Exercise prompt: Your task is to restate the data word for word.

* * * * * * *

PR #5449, opened 2021-03-22
Add support for object-like non-empty array.

AndrolGenhald:
Object-like arrays are already considered non-empty if they have a required key, but this is useful if all of the keys are optional but at least one of them must be set.

### DIFF
--- a/src/Psalm/Type/Atomic/TKeyedArray.php
+++ b/src/Psalm/Type/Atomic/TKeyedArray.php
@@ -57,6 +57,11 @@ class TKeyedArray extends \Psalm\Type\Atomic
      */
     public $is_list = false;
 
+    /**
+     * @var bool - if this array is required to be non-empty
+     */
+    public $non_empty = false;
+
     public const KEY = 'array';
 
     /**
@@ -94,7 +99,7 @@ class TKeyedArray extends \Psalm\Type\Atomic
         }
 
         /** @psalm-suppress MixedOperand */
-        return static::KEY . '{' . implode(', ', $property_strings) . '}';
+        return ($this->non_empty ? 'non-empty-array' : static::KEY) . '{' . implode(', ', $property_strings) . '}';
     }
 
     public function getId(bool $nested = false): string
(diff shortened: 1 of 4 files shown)


AndrolGenhald:
I believe all of the failed tests are due to https://github.com/vimeo/psalm/commit/9f3f420a5b1785d06b9b9170b5b953a6de04685e.

src/Psalm/Type/Atomic/TKeyedArray.php
```diff
@@ -120,7 +125,7 @@ function ($name, Union $type): string {
         }
 
         /** @psalm-suppress MixedOperand */
-        return static::KEY . '{' .
+        return ($this->non_empty ? 'non-empty-array' : static::KEY) . '{' .
```
AndrolGenhald, line 128: Should I pull this out into a private method? I was thinking about updating `getKey()` but that won't work because it has to be `'array'` since it's used for `Union::$types`. Maybe `getType()`?

muglug: This is fine here, I think.

muglug:
I'm not sure about this.

`non-empty-array<'a'|'b', string>` already works in this scenario

muglug:
(merging/rebasing should fix stuff)

AndrolGenhald:
It doesn't work as well in scenarios like `non-empty-array{a?: Foo, b?: Bar}`, where `!isset($arr['a'])` implies `isset($arr['b'])` and `$arr['b'] instanceof Bar`. I'm fine with not merging this though, you're the one that has to maintain it in the future, and it's not actually needed for what I wanted anyway (better annotation for `Union::$types`, but I recently realized not all of the keys are string literals, so it has to be `&non-empty-array<array-key, Atomic>` anyway, which I _think_ solves the non-empty issue I was running into).
You can close the pull request, but I'll leave the branch around in case it comes up again and you decide it's worthwhile. Assuming there haven't been enough changes that it wouldn't be easier to redo it.

muglug:
Yeah, I think I'm happier with `array{...}&non-empty-array<...>` even though it's more cumbersome, since the thing being described is itself pretty complex.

* * * * * * *

Finished exercise:
PR #5449, opened 2021-03-22
Add support for object-like non-empty array.

AndrolGenhald:
Object-like arrays are already considered non-empty if they have a required key, but this is useful if all of the keys are optional but at least one of them must be set.

### DIFF
--- a/src/Psalm/Type/Atomic/TKeyedArray.php
+++ b/src/Psalm/Type/Atomic/TKeyedArray.php
@@ -57,6 +57,11 @@ class TKeyedArray extends \Psalm\Type\Atomic
      */
     public $is_list = false;
 
+    /**
+     * @var bool - if this array is required to be non-empty
+     */
+    public $non_empty = false;
+
     public const KEY = 'array';
 
     /**
@@ -94,7 +99,7 @@ class TKeyedArray extends \Psalm\Type\Atomic
         }
 
         /** @psalm-suppress MixedOperand */
-        return static::KEY . '{' . implode(', ', $property_strings) . '}';
+        return ($this->non_empty ? 'non-empty-array' : static::KEY) . '{' . implode(', ', $property_strings) . '}';
     }
 
     public function getId(bool $nested = false): string
(diff shortened: 1 of 4 files shown)


AndrolGenhald:
I believe all of the failed tests are due to https://github.com/vimeo/psalm/commit/9f3f420a5b1785d06b9b9170b5b953a6de04685e.

src/Psalm/Type/Atomic/TKeyedArray.php
```diff
@@ -120,7 +125,7 @@ function ($name, Union $type): string {
         }
 
         /** @psalm-suppress MixedOperand */
-        return static::KEY . '{' .
+        return ($this->non_empty ? 'non-empty-array' : static::KEY) . '{' .
```
AndrolGenhald, line 128: Should I pull this out into a private method? I was thinking about updating `getKey()` but that won't work because it has to be `'array'` since it's used for `Union::$types`. Maybe `getType()`?

muglug: This is fine here, I think.

muglug:
I'm not sure about this.

`non-empty-array<'a'|'b', string>` already works in this scenario

muglug:
(merging/rebasing should fix stuff)

AndrolGenhald:
It doesn't work as well in scenarios like `non-empty-array{a?: Foo, b?: Bar}`, where `!isset($arr['a'])` implies `isset($arr['b'])` and `$arr['b'] instanceof Bar`. I'm fine with not merging this though, you're the one that has to maintain it in the future, and it's not actually needed for what I wanted anyway (better annotation for `Union::$types`, but I recently realized not all of the keys are string literals, so it has to be `&non-empty-array<array-key, Atomic>` anyway, which I _think_ solves the non-empty issue I was running into).
You can close the pull request, but I'll leave the branch around in case it comes up again and you decide it's worthwhile. Assuming there haven't been enough changes that it wouldn't be easier to redo it.

muglug:
Yeah, I think I'm happier with `array{...}&non-empty-array<...>` even though it's more cumbersome, since the thing being described is itself pretty complex.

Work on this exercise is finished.